◆ Work instructions
Find "### LINKED ISSUE" in the data below; transcribe the line it appears on and each line after it, exactly, to the end, and nothing else.

Dataset entries:

^^^^

PR #1240, opened 2026-06-29
Remove siglen from signing and verification APIs

### LINKED ISSUE #789: `siglen` parameter in `crypto_sign_signature` is prone to API misuse

mkannwischer:
I would like initiate the discussion on the following breaking change to our API. Please share your thoughts if this change should be made prior to releasing v1.0.0. I have updated the AWS-LC, Pavona, and liboqs integrations (see the patches).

^^^^

◆ Task solution
### LINKED ISSUE #789: `siglen` parameter in `crypto_sign_signature` is prone to API misuse

mkannwischer:
I would like initiate the discussion on the following breaking change to our API. Please share your thoughts if this change should be made prior to releasing v1.0.0. I have updated the AWS-LC, Pavona, and liboqs integrations (see the patches).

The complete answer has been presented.